IGOR FERNÁNDEZ
PSICOLOGÍA

Agresores, agresoras, humanos

La agresión es una conducta que no solemos admitir como sociedad. Tenemos muchos mecanismos para mitigarla, evitarla, sancionarla, y algunos para prevenirla. Quizá porque es un fenómeno muy complejo a la par que primario y universal, los intentos para contenerla en el día a día a menudo giran principalmente en torno a la aplicación de una fuerza opuesta de una intensidad mayor.

Cuando notamos la agresividad de otra persona, sea física –evidentemente–, verbal y abiertamente hostil –los insultos o humillaciones–, o sutil y soterrada –con desplantes, o descalificaciones constantes–, sin pensar demasiado el cuerpo toma una posición de defensa que empieza por la tensión en la espalda y el cuello, creando una coraza de músculos tensos que proteja nuestras zonas más vulnerables y anatómicamente frágiles, como son las vísceras. Todos los mamíferos responden con esta tensión ante las amenazas, bien sea para enfrentarse, esconderse o huir. A menudo, individualmente la huida es una de nuestras primeras tendencias en presencia de la agresividad, y a continuación rápidamente el grupo –la sociedad, la institución, la cuadrilla…– encuentra formas de frenarla. Entonces el colectivo suele aislar a la fuente de la agresión, a quien la ha perpetrado, sea cual sea su motivación o su estado en el momento de hacerlo.

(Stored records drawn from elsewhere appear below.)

PR #17368, opened 2021-04-22
block purging of security logs

cfoellmann:
This add the conf `MAIN_DISABLE_SECURITY_EVENTS_PURGE`
when set to `1` admins are not able to purge the security related events

### DIFF
--- a/htdocs/admin/tools/listevents.php
+++ b/htdocs/admin/tools/listevents.php
@@ -138,7 +138,7 @@ if (GETPOST('button_removefilter_x', 'alpha') || GETPOST('button_removefilter.x'
 }
 
 // Purge audit events
-if ($action == 'confirm_purge' && $confirm == 'yes' && $user->admin) {
+if ($action == 'confirm_purge' && $confirm == 'yes' && $user->admin && empty($conf->global->MAIN_DISABLE_SECURITY_EVENTS_PURGE)) {
 	$error = 0;
 
 	$db->begin();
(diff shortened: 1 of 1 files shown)


daraelmin (commented):
But admin can update the constant to 0

cfoellmann:
maybe go for a parameter in the conf.php?

daraelmin:
In my opinion, you'd better define a user role "webadmin" who's got all permission but is not an admin.

cfoellmann:
but a non-admin can not get the security events.
purging seems too invasive to me and should be avoided.

daraelmin:
What do you think of a new permission on the purging security log for non admin ?

And did you try the module "Archives / Logs Unalterable" ? I'm not sure of the result.

cfoellmann:
the module "Archives / Logs Unalterable" logs different events. When I got time I might look into extending that module
But the logs of security events can be crucial when you have a breach or a rough admin

eldy:
Currently, only an admin user can purge the security logs.
So what is a goal to set an option when the admin user can modify this option ?

cfoellmann:
I understand what you guys mean.

Maybe I should add a conf.php variable for this?
concerning this it would be great to modify this in staging environments. @eldy : How does `$this->global->LOCAL_CONSTS_FILES` work`? That way we could overwrite conf.php values in different environments!?

eldy:
LOCAL_CONSTS_FILES should not be used as it is a serious security hole.
You can add a global var inside common conf.php file, for example $dolibarr_disable_audit_purge and reuse it if defined to lock the feature you want to lock

cfoellmann:
how about removing the LOCAL_CONSTS_FILES ?

I will add my purging block as a conf.php parameter.

@eldy I am missing the WordPress ability to overwrite any option by hook.
My example issue is `MAIN_MAIL_FORCE_SENDTO`. I copy the complete DB to staging and need to set the mail address new everytime. (Will set up a script to edit the db but a function for the conf.php would be great to overwrite const items

PR #17369, opened 2021-04-22
allow proper filters for listUsersForGroup

cfoellmann:
when you use the `function listUsersForGroup($excludefilter = '', $mode = 0)` there is no access to the users data to be used in the parameter `$excludefilter`
this change loads the complete user row to exclude users via the parameter

### DIFF
--- a/htdocs/user/class/usergroup.class.php
+++ b/htdocs/user/class/usergroup.class.php
@@ -237,7 +237,7 @@ class UserGroup extends CommonObject
 
 		$ret = array();
 
-		$sql = "SELECT u.rowid";
+		$sql = "SELECT u.*";
 		if (!empty($this->id)) {
 			$sql .= ", ug.entity as usergroup_entity";
 		}


eldy:
The exclude filter is used to forge the WHERE of the sql. there is no need to have it into the list of fields in the SELECT.

cfoellmann:
Please say that I am wrong but in my "experience":
The WHERE part can only compare to data that is in the SELECT data?!

Example:
When I do this:
`listUsersForGroup('u.statut = 1', 1)` it did still gave back deactivated users.

Is there a possibility to do this comparison without the change above?

eldy:
No a select can make operation on any fields even if not into the list of return fields (at least into a WHERE, not into a HAVING).
Doing listUsersForGroup('u.statut = 1', 1)  should return only users with statut = 1.
What sql request do you have in log ?

cfoellmann:
@eldy your are completely right. my issue must have been somewhere else

PR #17370, opened 2021-04-22
NEW Make public bookmarks editable by admin users only

cfoellmann:
this fixes issues with the bookmarks module

public bookmarks added by admins can now only be added, edited and removed by admins


daraelmin (changes requested):
The code is not functionnal as it throw a parse error.
You have at least two missing openning "{" 

One on line 272
One on line 275

in list.php

cfoellmann:
@daraelmin thanks.
did the fixes

PR #17372, opened 2021-04-22
FIX: invoice PDF generation after payment

marc-dll:
- FIX: payment creation: re-generate invoice PDF with correct display options
- FIX: payment validation: invoices PDF were no re-generated, make it with correct display options (this is an hidden option)


marc-dll:
Just for fun, the second issue dates back to 2007 : the TODO in this commit was never done... until today :D : https://github.com/Dolibarr/dolibarr/commit/a4cff6c06304aa21a9a597b8fc204fcebd6086d7

PR #17383, opened 2021-04-23
FIX : In migration script, we set fk_account of tva and salary with bank line fk_account

atm-gauthier:


htdocs/install/mysql/migration/13.0.0-14.0.0.sql
```diff
@@ -205,6 +205,8 @@ INSERT INTO llx_payment_vat (rowid, fk_tva, datec, datep, amount, fk_typepaiemen
 --ALTER TABLE llx_tva DROP COLUMN fk_bank;
 
 ALTER TABLE llx_tva ALTER COLUMN paye SET DEFAULT 0;
+-- VMYSQL4.3 UPDATE llx_tva tva INNER JOIN llx_bank b ON (b.rowid = tva.fk_bank) SET tva.fk_account = b.fk_account WHERE tva.fk_account IS NULL;
+-- VPGSQL8.2 UPDATE llx_tva tva SET fk_account = b.fk_account FROM llx_bank b WHERE b.rowid = tva.fk_bank AND tva.fk_account IS NULL;
```
eldy, line 209: Do you mean UPDATE llx_tva as tva  (it is better to have the as explicitely mentionned)

atm-gauthier: Hi @eldy, fk_bank doesn't exists for new install in 14.0 (when it will be released), but it's not yet deleted for instances which migrate from dolibarr < 14.0 to dolibarr 14.0 and for these instances my queries fill object fk_account only where fk_bank link exists (new 14.0 tva and salary objects don't use fk_bank field then they will never be updated by my queries).
And during the migration, 1 vat = 1 vat payment and 1 salary = 1 salary payment, we'll only be able to set several payments for 1 object after migration

htdocs/install/mysql/migration/13.0.0-14.0.0.sql
```diff
@@ -205,6 +205,8 @@ INSERT INTO llx_payment_vat (rowid, fk_tva, datec, datep, amount, fk_typepaiemen
 --ALTER TABLE llx_tva DROP COLUMN fk_bank;
 
 ALTER TABLE llx_tva ALTER COLUMN paye SET DEFAULT 0;
+-- VMYSQL4.3 UPDATE llx_tva as tva INNER JOIN llx_bank b ON (b.rowid = tva.fk_bank) SET tva.fk_account = b.fk_account WHERE tva.fk_account IS NULL;
```
eldy, line 208: Column tva.fk_bank does not exists anymore in v14

atm-gauthier: @eldy OK, I thought it could be interesting but no problem, it's not very important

Los agresores o agresoras en general nos provocan rechazo, incomprensión y, a menudo, una desconfianza muy difícil de revertir, y por tanto no es extraño que los queramos lejos. En cierto modo, la manera de transmitir a las víctimas de una agresión el arrepentimiento –social, colectivo– de no haber podido llegar a tiempo, suele ser actuar a posteriori y castigar de una u otra forma. Y al mismo tiempo, la persona que agrede tiene su propio contexto.

Podemos entenderlo o no, aceptarlo o no, compartirlo o no, pero es evidente que algo ha sucedido con la suficiente intensidad para que no haya podido refrenar su conducta, o incluso que la haya usado activamente para aplacar, acallar o eliminar al otro.

Más allá de discursos ideológicos, la agresión es un fenómeno humano con connotaciones humanas en todas las partes implicadas y cuya prevención –la real, no la de panfleto–, forzosamente tiene que incluir la consideración de las circunstancias humanas que han intervenido. Algo que no siempre nos da tiempo a tener en cuenta, por el impacto que nos provoca estar en presencia de la violencia, es que en cualquier agresión el temor es una emoción habitualmente presente, y no solo en quien la recibe evidentemente, sino también en quien la perpetra. En ese caso el temor no necesariamente está generado por la persona real agredida, sino que se forja en otro lugar, se macera, se alimenta, se sufre y finalmente se proyecta en ella, se concreta y desde esa imagen irreal, se actúa en consecuencia.

La conducta es solo el último eslabón de un mecanismo mental que ha tratado sin éxito de proteger de la vulnerabilidad real o imaginada, de muchas maneras –incluso el matón de barrio hipermusculado ha empleado horas de entrenamiento para conseguir algo con su imagen en un mundo que percibe hostil–; un mecanismo que está activo durante mucho tiempo antes, un mecanismo en el que este hombre o mujer ha encontrado un modo de asegurarse su prevalencia física, emocional, ideológica, y que debemos considerar individualmente antes de ejecutar una sentencia que aplaque pero ni explique ni prevenga.

Y aunque suene extraño, no puede haber prevención real sin inclusión, sin implicación o sin humanidad. Es difícil volver a acercarse a quien nos da miedo pero el alejamiento asegura la continuidad del miedo; por cierto, la misma emoción que el temor de hace un par de párrafos.